[Collected data]
PR #219, opened 2016-04-29
Docs: Hutch::Config

olleolleolle:
In order to help users configure Hutch, try to tell the configuration story using YARD docs. This PR now produces docs.

screenshot 2016-04-29 06 55 13

Using a YARD processor, the names, types and default values can be presented in the documentation:

screenshot 2016-04-30 15 14 21

(Using the power of a CSS class, we could style that to be legible.)

### DIFF
--- a/lib/hutch/config.rb
+++ b/lib/hutch/config.rb
@@ -15,29 +15,29 @@ module Hutch
   #   HUTCH_PUBLISHER_CONFIRMS=false hutch
   module Config
     require 'yaml'
-    STRING_KEYS = Set.new
-    NUMBER_KEYS = Set.new
-    BOOL_KEYS = Set.new
+    @string_keys = Set.new
+    @number_keys = Set.new
+    @boolean_keys = Set.new
     @settings_defaults = {}
 
     # Define a String user setting
     # @!visibility private
     def self.string_setting(name, default_value)
-      STRING_KEYS << name
+      @string_keys << name
       @settings_defaults[name] = default_value
     end
 
     # Define a Number user setting
     # @!visibility private
     def self.number_setting(name, default_value)
-      NUMBER_KEYS << name
+      @number_keys << name
       @settings_defaults[name] = default_value
     end
 
     # Define a Boolean user setting
     # @!visibility private
     def self.boolean_setting(name, default_value)
-      BOOL_KEYS << name
+      @boolean_keys << name
       @settings_defaults[name] = default_value
     end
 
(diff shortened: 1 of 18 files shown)


lib/hutch/config.rb
```diff
@@ -5,42 +5,75 @@
...
-                   daemonise
-                   publisher_confirms
-                   force_publisher_confirms
-                   enable_http_api_use
-                   consumer_pool_abort_on_exception).freeze
-
-    ALL_KEYS = (BOOL_KEYS + NUMBER_KEYS + STRING_KEYS).map(&:to_sym).freeze
+    STRING_KEYS = Set.new
+    NUMBER_KEYS = Set.new
+    BOOL_KEYS = Set.new
```
olleolleolle: TODO: Make these not be defined as constants.

lib/hutch/config.rb
```diff
@@ -5,42 +5,75 @@
...
+
+    boolean_setting :mq_tls, false
+    boolean_setting :mq_verify_peer, true
+    boolean_setting :mq_api_ssl, false
+    boolean_setting :autoload_rails, true
+    boolean_setting :daemonise, false
+    boolean_setting :publisher_confirms, false
+    boolean_setting :force_publisher_confirms, false
+    boolean_setting :enable_http_api_use, true
+    boolean_setting :consumer_pool_abort_on_exception, false
```
olleolleolle: Perhaps these DSL-like methods could help set up the default_settings in some way.

lib/yard-settings/handler.rb
```diff
@@ -0,0 +1,48 @@
...
+  handles method_call :string_setting
+  handles method_call :number_setting
+  handles method_call :boolean_setting
+
+  namespace_only
+
+  def process
+    name = statement.parameters.first.jump(:tstring_content, :ident).source
+    object = YARD::CodeObjects::MethodObject.new(namespace, name)
+    register(object)
```
olleolleolle: This is the "render each of the settings as a method on the Module" bit. Perhaps this is over-reaching, as the non-ENV-settable settings (which are also available as method calls via method_missing) will not be represented here.

Example of what the current output is:

screenshot 2016-04-30 15 18 43

templates/default/layout/html/settings.erb
```diff
@@ -0,0 +1,17 @@
...
+    <tr>
+    <th><tt><%= task.full_path %></tt></th>
+    <% if task.full_path == 'default' %>
+    <th><%= task.tag(:task_deps).text %></th>
+    <% else %>
+    <td><%= task.docstring %></td>
+    <% end %>
+    </tr>
+  <% end %>
+</table>
```
olleolleolle: This file should go.

michaelklishin:
This is awesome, thank you @olleolleolle! I'd be quite happy to merge the same kind of PR for Bunny ;)

olleolleolle:
@michaelklishin Thanks for merging - I believe there are a few clean-ups that can be achieved. I'll be PRing on that account soon.

lib/yard-settings/handler.rb
olleolleolle: @michaelklishin This is the place where I'd like your input on also creating "`read_timeout=`" as well (perhaps with the "Found using `method_missing`" addition, too?

PR #220, opened 2016-04-30
ErrorHandler dependencies.

kwstannard:
Paging error handler authors: @michaelklishin @natesalisbury @danielfarrell @karls

We last left off with this: https://github.com/gocardless/hutch/pull/212

The work I have done so far splitting out gems is not super important right now as there should probably be some sort of discussion.

- Versioning: What is the best way to do this? Something like rspec-rails where it is somewhat tied to the parent gem version? Completely independent version?
- Should hutch itself go in a subfolder?
- Is this too much? Should we just delete the error handlers and have end users implement their own? Should we just put them in an examples folder that is not actually in the gem?


michaelklishin:
I don't think we should delete them. Having a separate gem is OK. It can be versioned independently from Hutch IMO.

danielfarrell:
Agreed, separate gems is probably the way to go. We can split them into
their own repos as well if you want them out of the hutch repo.

kwstannard:
How about some pros-cons
Separate:
+ less complicated. Can just use boilerplate for CI.
+ easier to drop support for unused gem.
Single:
+ harder to ignore when a vendor specific gem is out of date. 

If we aren't having any sort of version parity then I would lean towards separate repos.

michaelklishin:
@kwstannard I'm not against using separate repos eventually. Just prefer doing breaking changes like this one at a time.

If I can get a blessing from @gocardless engineers, this is good to go with me.

kwstannard:
Okay, we probably want to just close this PR if you decide on seperate repos.

PR #229, opened 2016-05-30
Message preprocessor and worker refactoring

kwstannard:
Thought I would finish this refactoring up because it is an interesting problem space and I liked the direction it was taking. You mentioned having a changeable preprocessor before, so I added in a config var that you can set to change the pre-processing.

The main thrust of refactoring is that the worker class is one of the central parts of Hutch, and as such it was made as simple as possible. Loop logic, queue setup logic, and message pre-processing logic was moved out and tested.

One concern is that some public functions in worker were moved to other classes and some of those were further made private. My thought was that they looked like they were only public for testing purposes, but you would know better than me. If this is merged you might want to make the next release a major version change just in case.

### DIFF
--- a/lib/hutch/main_loop.rb
+++ b/lib/hutch/main_loop.rb
@@ -1,0 +1,41 @@
+require 'hutch/logging'
+
+module Hutch
+  class MainLoop
+    include Logging
+
+    SHUTDOWN_SIGNALS = %w(QUIT TERM INT)
+
+    def self.loop_until_signaled
+      new.loop_until_signaled
+    end
+
+    def loop_until_signaled
+      self.sig_read, self.sig_write = IO.pipe
+
+      register_signal_handlers
+      wait_for_signal
+
+      sig = sig_read.gets.strip.downcase
+      logger.info "caught sig#{sig}, stopping hutch..."
+    end
+
+    private
+
+    attr_accessor :sig_read, :sig_write
+
+    def wait_for_signal
+      IO.select([sig_read])
+    end
+
+    def register_signal_handlers
+      SHUTDOWN_SIGNALS.each do |sig|
+        # This needs to be reentrant, so we queue up signals to be handled
+        # in the run loop, rather than acting on signals here
+        trap(sig) do
+          sig_write.puts(sig)
+        end
+      end
+    end
+  end
+end
--- a/lib/hutch.rb
+++ b/lib/hutch.rb
@@ -12,6 +12,7 @@ require 'hutch/version'
 require 'hutch/error_handlers'
 require 'hutch/exceptions'
 require 'hutch/tracers'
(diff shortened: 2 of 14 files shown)


lib/hutch/main_loop.rb
```diff
@@ -0,0 +1,41 @@
+require 'hutch/logging'
+
+module Hutch
+  class MainLoop
```
kwstannard: Most of MainLoop is inspired by this PR on sidekiq: https://github.com/mperham/sidekiq/pull/761

Not sure if loop is the correct name for this anymore, but I am struggling to think of a better one.

kwstannard:
Looks like Travis is having trouble with the SIGQUIT signal test. `bundle exec rake` passes for me locally, so maybe this is a difference in linux vs osx?

kwstannard:
It appears that some changes happened to Hutch::Config since last time I worked on this and client_logger was deleted.

michaelklishin:
`MessagePreprocessor` does more than "preprocessing". I am not convinced we need a separate class just to declare queues. Sorry but the value of mock-only tests in this case is not obvious to me either.

I see no reason to merge this PR.

kwstannard:
I take it since this is still open, that you are open to something happening.

Fair point on not being convinced, not everyone believes in SOLID and I shouldn't expect that. I went on this path because I couldn't figure out what was happening in the worker class without pulling it apart. There was too much happening in there. Once I pulled it apart I figured I might as well clean it up a bit, update the loop logic, and open a pull request.

As for mock only tests I am assuming you are talking about the new worker spec. I felt it was necessary to spec the order of operations. Without that test there was nothing in worker spec since everything else that was originally there was moved to the message pre-processing spec or the queue spec. I can see a case for an integration test but there weren't any integration tests in the first place, so I did not make the test suite worse in this PR and in fact added non-mock tests for crucial components like the loop sequence which was completely untested before.

Can you just tell me what lines you think are pre-processing? Is it the Message class itself?

michaelklishin:
This is open because I wanted to wait to see if others feel otherwise and because the signal handling parts are probably worth extracting.

I had something closer to middleware in mind for "pre-processing." If it's just doing the same thing, I'd just leave it in `Hutch::Worker`.

kwstannard:
Okay. Pre-processing as a middleware insert point makes sense to me. What would you think about a rack style chain with each middleware calling the next until it hits the consumer.process method? It might even be compatible with certain pre-existing rack middleware if it uses the same api. Done right, it would replace the error handlers and tracers as well.

I will definitely remove the config addition, and then we can wait for some other opinions on the rest.

michaelklishin:
@kwstannard let's not replace error handlers and tracers yet. Tracers should be trivial to replace, error handlers can be much trickier.

Please submit the signal handling loop in a separate PR.

PR #230, opened 2016-06-03
extract process holding logic

kwstannard:
Pulled loop logic out, updated it to use IO.select, and removed cruft
methods.


kwstannard:
I am working with travis support to resolve the failures.

kwstannard:
Okay figured it out.

michaelklishin:
@kwstannard thank you!

PR #231, opened 2016-06-06
Send payload in Sentry error handler

matt-thomson:
When debugging errors in Hutch consumers, it's useful to be able to see the problematic message payload.  The error handlers for Airbrake and Honeybadger both send the payload as part of the notification, but the Sentry error handler does not.

This PR adds the payload in the `extra` information for Sentry, meaning that it'll show up alongside the error.


michaelklishin:
We already do this for Airbrake and Honey Badger, so this makes perfect sense. Thank you.

hmarr:
👍 from me!

matt-thomson:
Thanks @michaelklishin - please could you cut a release with this fix in place?

michaelklishin:
@matt-thomson will do in a bit.

PR #236, opened 2016-06-23
Don't try to register unsupported Signals

tobmatth:
Signal QUIT is not support under Windows


michaelklishin:
Thank you!

tobmatth:
Wow, that was fast :) Thanks!

PR #237, opened 2016-06-29
Worker: Remove unused constant

olleolleolle:
In #236 it became clear to me that this other same-name constant `SHUTDOWN_SIGNALS` was not seeing any use in Worker. (Waiter has the right one.)

This PR removes it.


michaelklishin:
Thank you!

PR #238, opened 2016-07-05
Allows to pass all message properties to error handlers.

gottfrois:
Message properties can include valuable message informations such as
correlation id, message type, app specific headers and many more.
When handling consumer process errors, we should be able to make decisions
based on any message properties.

Note: This is a breaking change in case people created their own error handlers.

### DIFF
--- a/lib/hutch/error_handlers/airbrake.rb
+++ b/lib/hutch/error_handlers/airbrake.rb
@@ -6,7 +6,8 @@ module Hutch
     class Airbrake
       include Logging
 
-      def handle(message_id, payload, consumer, ex)
+      def handle(properties, payload, consumer, ex)
+        message_id = properties.message_id
         prefix = "message(#{message_id || '-'}): "
         logger.error prefix + "Logging event to Airbrake"
         logger.error prefix + "#{ex.class} - #{ex.message}"
--- a/hutch.gemspec
+++ b/hutch.gemspec
@@ -10,7 +10,7 @@ Gem::Specification.new do |gem|
   end
   gem.add_runtime_dependency 'carrot-top', '~> 0.0.7'
   gem.add_runtime_dependency 'multi_json', '~> 1.11.2'
-  gem.add_runtime_dependency 'activesupport', '>= 3.0'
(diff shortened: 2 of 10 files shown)


lib/hutch/error_handlers/airbrake.rb
```diff
@@ -6,7 +6,8 @@ module ErrorHandlers
     class Airbrake
       include Logging
 
-      def handle(message_id, payload, consumer, ex)
+      def handle(properties:, payload:, consumer:, ex:)
```
michaelklishin: I'm not familiar with this syntax.

michaelklishin: OK, so these are required keyword arguments that are available in Ruby 2.0.

gottfrois: correct, I looked at your travis definition and seems we only care about ruby >= 2.0

```
  - "2.3.0"
  - "2.2"
  - "2.1"
  - "2.0"
  - "jruby-9.0.0.0"
```

gottfrois:
The spec fails because of latest activesupport release:

```
Gem::InstallError: activesupport requires Ruby version >= 2.2.2.
```

A choice needs to be made here, whether we want to support older ruby versions or use latest activesupport.

lib/hutch/error_handlers/airbrake.rb
michaelklishin: Bunny only supports 2.0+ in recent versions, so that's fine.

michaelklishin:
@gottfrois let's pin to a `4.x` version for now.

michaelklishin:
@gottfrois perhaps we want to depend on `~ 4.2` does that version also not support Ruby 2.0?

gottfrois:
> Ruby 2.0 doesn’t have built-in support for required keyword arguments. 

My bad, ruby 2.0 don't support `(foo:, bar:)`. Will push a fix.

michaelklishin:
OK, even though this is a breaking change in the error handler API, it makes sense. I'll update change log to highlight this.

PR #239, opened 2016-07-07
Draw consumers info table

andrey-skat:
Add cli parameter to show consumers and they routes and queues like rails routes.

`$ hutch --consumers`
```
Consumer                     | Queue name           | Route
--------------------------------------------------------------------------
Admin::AdminApprovedConsumer | admin:admin_approved | admin.approved
UserCreatedConsumer          | user_created         | user.created
UserDeletedConsumer          | user_deleted         | user.deleted
UserModifiedConsumer         | user_modified        | user.updated, user.deleted
```


lib/hutch/cli.rb
```diff
@@ -189,6 +189,12 @@ def parse_options(args = ARGV)
           Hutch::Config.pidfile = pidfile
         end
 
+        opts.on('--consumers', 'Show consumers information') do
+          load_app
```
andrey-skat: Initially I want to make `Dir.glob` through require paths and don't load rails app. But it adds separate load consumers logic.

michaelklishin:
I personally think this should be a part of a separate tool. Not how useful this feature is either, no one has requested it to date.

michaelklishin:
"route" is not descriptive, it should be "routing keys" but even then it would be confusing because consumers do not have routing keys, bindings (and messages, of course) do.

lib/hutch/cli.rb
olleolleolle: Perhaps the description of this option could be "Print consumers information and quit"?

olleolleolle:
@andrey-skat I got carried away. https://gist.github.com/olleolleolle/e130dacfba3ff59b8d4a8e9b524b4c91 - does this do the same?

olleolleolle:
I guess this tool answers the question "Does Hutch find and load my Consumer?"

michaelklishin:
Then the flag should at least be `--list-consumers`? Or the answer is "improve consumer logging instead"?

andrey-skat:
> "route" is not descriptive, it should be "routing keys" but even then it would be confusing because consumers do not have routing keys, bindings (and messages, of course) do.

Yes consumers don't have routing keys, but they bind them to queue.

This table helps overview what queues (and routes) we consume.

lib/hutch/cli.rb
```diff
@@ -189,6 +189,12 @@ def parse_options(args = ARGV)
           Hutch::Config.pidfile = pidfile
         end
 
+        opts.on('--consumers', 'Print consumers information and exit') do
```
andrey-skat: Description updated

lib/hutch/cli/consumers_inspector.rb
```diff
@@ -0,0 +1,44 @@
...
+            route: consumer.routing_keys.to_a.join(', ')
+          }
+        end
+      end
+
+      def draw_table(consumers)
+        consumers_table = []
+        class_width, queue_width, route_width = widths(consumers)
+
+        consumers_table << "#{'Consumer'.ljust(class_width)} | #{'Queue name'.ljust(queue_width)} | Routing keys"
```
andrey-skat: "Route" changed to "Routing keys"

andrey-skat:
> @andrey-skat I got carried away. https://gist.github.com/olleolleolle/e130dacfba3ff59b8d4a8e9b524b4c91 - does this do the same?

I don't think that it should has so many instance variables and attr_readers.

I can extract some code from `draw_table` if it seems big. But I think is too early to overcomplicate this simple task.

michaelklishin:
I'll leave it to others to judge how useful this feature is. To me it makes more sense to improve logging instead.

michaelklishin:
No feedback in almost 1 full month. Should this be closed in favour of logging improvements?

PR #241, opened 2016-08-06
Initialize Hutch::Config right after loading

### LINKED ISSUE #240: Logger resets Hutch configuration
We are using Hutch within an Rails application and we have a problem with producers if we doesn't setup the logger in the initializer.
The following is not working:
`Hutch::Config.set(:mq_exchange, 'name')`

This works:
```
Hutch::Logging.logger = Rails.logger
Hutch::Config.set(:mq_exchange, 'name')
```

The problems seems to be [line 14 in logging.rb](https://github.com/gocardless/hutch/blob/v0.22.1/lib/hutch/logging.rb#L14). If you set the logger in the initializer the whole method `setup_logger` is not called.
I don't know if it's needed to load the default setup or if you could merge an existing configuration in `config.rb initialize`.

michaelklishin:
Fixes #240.

### DIFF
--- a/lib/hutch/config.rb
+++ b/lib/hutch/config.rb
@@ -264,3 +264,5 @@ module Hutch
     end
   end
 end
+
+Hutch::Config.initialize


olleolleolle:
Line 270 in Config in master now does this, right?
https://github.com/gocardless/hutch/blob/master/lib/hutch/config.rb#L270

michaelklishin:
Yes, this is now obsolete thanks to the merged PR from @olleolleolle.

PR #242, opened 2016-08-15
Set required Ruby version

sgerrand:
💁  The dependencies of this gem require a modern version of Ruby (see the following stderr output).

Specifying the required Ruby version in the configuration should help consumers using deprecated Rubies by failing fast during `gem install`, rather than during `bundle install`.

```
Gem::InstallError: amq-protocol requires Ruby version >= 2.0.

Gem::InstallError: mime-types-data requires Ruby version >= 2.0.

Gem::InstallError: tins requires Ruby version >= 2.0.
```


michaelklishin:
Thank you very much!

PR #243, opened 2016-09-12
Depend on activesupport >= 4.0 on Ruby versions greater than 2.3

olleolleolle:
In order to use latest Rails, allow >= 4.0 of activesupport on Ruby versions larger than 2.3.


michaelklishin:
This means [dropping support for Ruby versions older than 2.3](https://travis-ci.org/gocardless/hutch/jobs/159314633) (by default, at least).

I cannot merge this without a blessing from @gocardless engineers.

olleolleolle:
@michaelklishin Thank you for the explicit support notice. The diligence is much appreciated.

olleolleolle:
@michaelklishin Now, all versions build green, with a conditional in the gemspec.

michaelklishin:
Thank you!

PR #372, opened 2021-11-11
Make Bunny all queue options available

kavv-hub:
want to make use of bunny queue options, e.g. disallow application to create queue by setting `no_declare: true`


michaelklishin:
This does not seem to be a breaking change, so adopt this idea. Thank you.

PR #376, opened 2022-06-03
Fix $LOAD_PATH error

AlexanderMint:
Fixes a bug with requiring components.

Example: https://github.com/AlexanderMint/hutch_example_error

If an executable file has paths added to $LOAD_PATH, then the last path added by the user will be removed


michaelklishin:
Thank you. This makes sense to me.

PR #386, opened 2022-09-02
fix Sentry integration - make sure that the payload is a hash, not JSON

Azdaroth:
I've just discovered in one of the projects that errors are not getting delivered to Sentry and in the logs I found something coming from `lib/sentry/utils/argument_checking_helper`: `ArgumentError: expect the argument to be a Hash, got String` 

Looks like the setup was not done correctly in the spec and `configure_scope` method was returning early, without the evaluation of the block (https://github.com/getsentry/sentry-ruby/blob/c9b4eac913f0c6510178c451da57d91fc340fa20/sentry-ruby/lib/sentry-ruby.rb#L163). And because of that, the spec didn't catch the error related to the expected type of `payload` which must be a hash, not a JSON. This patch fixes it.


Azdaroth:
Hmm, not sure why the suite is failung under JRuby, looks unrelated :/

michaelklishin:
Yes, the JRuby failures are not related or new.

PR #390, opened 2022-12-14
Allow auth mechanism to be configured

ball-hayden:
Exposes the ability to configure Bunny's `auth_mechanism` parameter, so that TLS certificate authentication may be used.

See http://rubybunny.info/articles/connecting.html for details.


ball-hayden:
@michaelklishin thanks for approving the CI run.

I'm confused by the failures - do you know if any of those are regular flakes?

michaelklishin:
They are not really flakes, JRuby CI has a history of failures for Hutch.

PR #393, opened 2023-01-09
exact queue name option

tlloydthwaites:
Sometimes we want to bind to an exact queue name without using the namespace.

For example, for most of our consumers we want to use the application name as a prefix to help group queues. However, we have a global 'deadletter' queue which we do not want to namespace, but connect to verbatim.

_THE PROBLEM_
Among the lines above, repeat exactly those from the line with "be much trickier." to the line with "Message properties can", counting both ends.

_ANSWER AREA_
@kwstannard let's not replace error handlers and tracers yet. Tracers should be trivial to replace, error handlers can be much trickier.

Please submit the signal handling loop in a separate PR.

PR #230, opened 2016-06-03
extract process holding logic

kwstannard:
Pulled loop logic out, updated it to use IO.select, and removed cruft
methods.


kwstannard:
I am working with travis support to resolve the failures.

kwstannard:
Okay figured it out.

michaelklishin:
@kwstannard thank you!

PR #231, opened 2016-06-06
Send payload in Sentry error handler

matt-thomson:
When debugging errors in Hutch consumers, it's useful to be able to see the problematic message payload.  The error handlers for Airbrake and Honeybadger both send the payload as part of the notification, but the Sentry error handler does not.

This PR adds the payload in the `extra` information for Sentry, meaning that it'll show up alongside the error.


michaelklishin:
We already do this for Airbrake and Honey Badger, so this makes perfect sense. Thank you.

hmarr:
👍 from me!

matt-thomson:
Thanks @michaelklishin - please could you cut a release with this fix in place?

michaelklishin:
@matt-thomson will do in a bit.

PR #236, opened 2016-06-23
Don't try to register unsupported Signals

tobmatth:
Signal QUIT is not support under Windows


michaelklishin:
Thank you!

tobmatth:
Wow, that was fast :) Thanks!

PR #237, opened 2016-06-29
Worker: Remove unused constant

olleolleolle:
In #236 it became clear to me that this other same-name constant `SHUTDOWN_SIGNALS` was not seeing any use in Worker. (Waiter has the right one.)

This PR removes it.


michaelklishin:
Thank you!

PR #238, opened 2016-07-05
Allows to pass all message properties to error handlers.

gottfrois:
Message properties can include valuable message informations such as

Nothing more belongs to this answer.